Les adeptes du lait cru – qui affirment sans preuve que la consommation de lait cru présente des avantages pour la santé par rapport à la consommation de lait pasteurisé – rejettent le risque d’exposition au H5N1. Ils affirment avec assurance – même sans preuve – que le système digestif humain détruira le virus. Et ils soulignent qu’il n’existe aucune preuve documentée qu’un humain ait jamais été infecté par le H5N1 après avoir bu du lait contaminé.
Ce dernier point concernant l’absence de preuve de transmission du H5N1 par voie laitière est vrai. Cependant, l’épidémie actuelle est la première propagation connue de l’influenza aviaire hautement pathogène (IAHP) aux glandes mammaires des vaches laitières. En tant que tel, il constitue la première opportunité connue d’une telle transmission par le lait.
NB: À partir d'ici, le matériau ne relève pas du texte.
PR #299, opened 2026-08-03
perf(connection): memoize activity-table resolution per connection

rich7420:
## Summary

`resolve_activity_tables` rescanned the database catalog on every call. It is memoized per connection now.

Raised while reviewing #297, where a second call added to `_build_single_thread_tree` doubled that function's resolution cost and had to be restructured around the uncached resolver. The cost is not specific to that reader — it belongs to the resolver.

## The cost

Measured against `tests/fixtures/h100_2gpu_1s.sqlite`, 200 calls each:

| adapter | per call |
| --- | --- |
| DuckDB, uncached | 2037 µs |
| SQLite, uncached | 20 µs |
| either, cached | 0.6 µs |

DuckDB is the adapter a cached profile uses, and its `SHOW TABLES` is where the cost sits.

The callers are loops. `build_nvtx_tree` resolves once per CPU thread that launches kernels; `requires_nvtx` and `resolve_nvtx_table` sit in front of every NVTX skill.

## The effect, stated honestly

One `build_nvtx_tree` on this fixture: 5 calls, 514 ms → 501 ms. About 2.5%, because a 2-GPU 1-second capture has few threads. The call count scales with thread count, so the saving does too; on this profile it is small. What the change removes is a linear factor, not a measured bottleneck on the fixtures in the repo.

## Why this is safe to cache

The catalog is fixed before a caller can see the connection. `open_cached_db`, `open_parquetdir_db` and `open_direct_sqlite` each create their parquet views and alias views and only then return, and nothing afterwards creates or drops a table matching these prefixes — `ensure_performance_indexes` writes indexes, not tables, and a profile is an immutable capture besides.

That precondition matters on DuckDB specifically, where `SHOW TABLES` lists views too: caching a pre-alias catalog would pin the versioned name, or in direct-SQLite mode (where the real tables live under `src.`) pin nothing at all. `test_every_duckdb_opener_creates_its_views_before_returning` asserts each opener still creates its views before its `return`, so a future opener that returns early fails here rather than silently caching an empty answer.

## Two hazards the implementation handles

- **The memoized dict is mutable.** It is handed out as a copy. Without that, every caller shares one dict and a single `.pop()` anywhere in the package changes what every later reader resolves.
- **A failed scan is not cached.** Pinning `{}` would turn a transient error into a profile that reads as having no activity tables for the rest of its life — an empty profile rather than an error.

## Where it is cached

The existing per-connection probe bag in `connection.py`, which already has the keying this needs: by connection object rather than `id()`, so a closed connection's recycled id cannot give a later profile a false hit. Same mechanism #295 used for memoized skill rows. The stored value is five short strings, so the size note on that bag is unaffected.

## Test plan

- [x] `pytest tests/ -rs` with `NSYS_TEST_PROFILE=tests/fixtures/h100_2gpu_1s.sqlite` — **1406 passed, 140 skipped, 0 failed**; skip count unchanged
- [x] `ruff check src/ tests/` clean; `bandit -r src/ -c pyproject.toml` 0 low / 0 medium / 0 high
- [x] Mutation-verified: reverting the cache turns `test_the_catalog_is_scanned_once_per_connection` red at 6 scans for one connection
- [x] The new tests open committed fixtures read-only; fixtures verified unmodified after the run
- [ ] Manual CLI/GUI exercise — n/a, no user-facing surface changed

## Backward compatibility

Yes. Same return value, now a copy rather than a fresh dict — no caller mutated it.

## Linked issues

None. Follow-up to #297, filed as its own change rather than bundled there.

### DIFF
--- a/src/nsys_ai/connection.py
+++ b/src/nsys_ai/connection.py
@@ -75,6 +75,20 @@ def _probe_cache_set(conn, key: str, value) -> None:
 
 SKILL_CACHE_MISS = _PROBE_MISS
 
+# Key under which both adapters memoize resolve_activity_tables().
+#
+# Safe because the catalog is fixed by the time a caller can query it: every
+# DuckDB connection is built by open_cached_db / open_parquetdir_db /
+# open_direct_sqlite_db, each of which creates its parquet views and its alias
+# views *before* returning the connection.  Nothing afterwards creates or drops
+# a table matching these prefixes — ensure_performance_indexes writes indexes,
+# not tables — and a profile is an immutable capture besides.
+#
+# The distinction matters on DuckDB specifically, where SHOW TABLES lists views
+# too: caching a pre-alias catalog would pin the versioned name (or, on direct
+# mode, nothing at all) for the connection's life.
+_ACTIVITY_TABLES_KEY = "activity_tables"
+
 
 def cached_skill_rows(conn, key: str):
     """Rows a skill already produced for ``key`` on ``conn``, or SKILL_CACHE_MISS.
@@ -149,13 +163,20 @@ class SQLiteAdapter:
         return self.conn.execute(sql, parameters)
 
     def resolve_activity_tables(self) -> dict[str, str]:
+        cached = _probe_cache_get(self.conn, _ACTIVITY_TABLES_KEY)
+        if cached is not _PROBE_MISS:
+            return dict(cached)
         try:
             cur = self.conn.execute("SELECT name FROM sqlite_master WHERE type='table'")
             tables = {row[0] for row in cur.fetchall()}
         except sqlite3.Error as exc:
             _log.debug("Failed to resolve activity tables (sqlite): %s", exc, exc_info=True)
+            # Deliberately not cached: a failure here should not pin an empty
+            # answer for the rest of the connection's life.
             return {}
-        return _find_activity_tables(tables)
+        resolved = _find_activity_tables(tables)
+        _probe_cache_set(self.conn, _ACTIVITY_TABLES_KEY, resolved)
+        return dict(resolved)
 
     def detect_nvtx_text_id(self) -> bool:
         try:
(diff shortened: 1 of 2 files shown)


rich7420:
## Self-review

Reviewed my own change. Two weaknesses, both fixed in `2e8ca4e` rather than waved through.

### The safety comment was wrong

It claimed the catalog is fixed by the time a caller can query the connection. It is not — `ensure_nvtx_kernel_map` materializes `nvtx_kernel_map` and `nvtx_path_dict` onto a connection well after it is handed out. That is real post-open DDL, and it is exactly the shape of change that invalidates a cached catalog.

Verified the cache is still correct, for a narrower reason than I had written: the names these prefixes match are all created before the connection is returned, and the DDL that runs later names lowercase helper tables that no `CUPTI_ACTIVITY_KIND_*` / `NVTX_EVENTS` prefix matches. Measured directly — resolution before and after `ensure_nvtx_kernel_map` is identical, and matches the uncached catalog.

A cache whose written justification overstates its own precondition is worse than one with no comment: the next person extends it on the strength of a claim that was never true. `test_post_open_ddl_does_not_change_the_answer` now runs that DDL and compares the cached answer against the *uncached* catalog, so a future helper table that does collide fails here rather than quietly agreeing with a stale value.

### A test that could not fail

`test_a_failed_scan_is_not_cached` asserted recovery on a **second** connection. That proves nothing — the cache is keyed per connection, so a fresh one misses it whether or not the failure was stored. It now fails the first scan on one connection and asserts that same connection resolves on the next call. Mutation-verified: caching `{}` on the failure path turns it red.

### Checked and clean

- **Keying.** The cache hangs off the raw connection, not the adapter, which is required — `wrap_connection` builds a fresh adapter on every call, so an instance-level cache would never hit. Reuses the existing probe bag's connection-object keying rather than `id()`, so a closed connection's recycled id cannot give a later profile a false hit.
- **`{}` from a real scan is still cached.** A non-Nsight database legitimately resolves to nothing; that is an answer, not an error, and only the exception path skips the cache.
- **Mutable return.** Handed out as a copy. Without it every caller shares one dict and a single `.pop()` anywhere changes what every later reader resolves.
- **Threading.** The web server is threaded. Worst case two threads both scan and one write wins — same value either way, and neither dict is iterated. Benign.
- **Memory.** Five short strings per connection, in a bag whose size note already covers ~570 KB of memoized skill rows. Unaffected.

### Verification

1407 passed / 140 skipped / 0 failed; `ruff` clean; `bandit` 0 low / 0 medium / 0 high; fixtures unmodified after the run.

Avant que la pasteurisation ne devienne courante dans la production laitière commerciale, le lait cru était une source courante d’infections, contenant une corne d’abondance de germes. Selon la FDA, en 1938, les épidémies d’origine laitière représentaient 25 pour cent de toutes les épidémies de maladies d’origine alimentaire. Plus récemment, le lait a été associé à moins de 1 pour cent de ces épidémies. Les Centers for Disease Control and Prevention notent que les zones où le lait cru était vendu légalement entre 1998 et 2018 ont connu 3,2 fois plus d’épidémies que les zones où la vente de lait cru était illégale.
Dans un document de questions-réponses, la Food and Drug Administration indique qu’elle « ne sait pas pour le moment si les virus de l’IAHP A (H5N1) peuvent être transmis par la consommation de lait non pasteurisé (cru) et de produits (tels que le fromage) fabriqués à partir de lait cru de vaches infectées. » Cependant, continue l’agence, en raison de ce manque de données et du potentiel d’infection, la FDA recommande d’arrêter toutes les ventes de lait cru et de produits à base de lait cru provenant de bovins infectés ou exposés au H5N1. De manière générale, l’agence déconseille de consommer du lait cru.
À l’échelle mondiale, au 28 mars, 888 cas de H5N1 ont été signalés chez l’homme dans 23 pays. Sur ces 888 cas, 463 ont été mortels. Cela représente un taux de mortalité de 52 pour cent ; cependant, il est possible qu’il existe des cas asymptomatiques ou non diagnostiqués qui pourraient modifier ce taux. Aux États-Unis, jusqu’à présent, un seul humain a été infecté par le virus H5N1 en relation avec l’épidémie chez les vaches laitières : un ouvrier agricole qui a développé une conjonctivite. L’homme n’a présenté aucun symptôme respiratoire et s’est rétabli. Il n’a pas consenti à un suivi plus approfondi, et les chercheurs n’ont pas obtenu le consentement pour tester les contacts familiaux de l’homme pour voir s’ils étaient eux aussi infectés.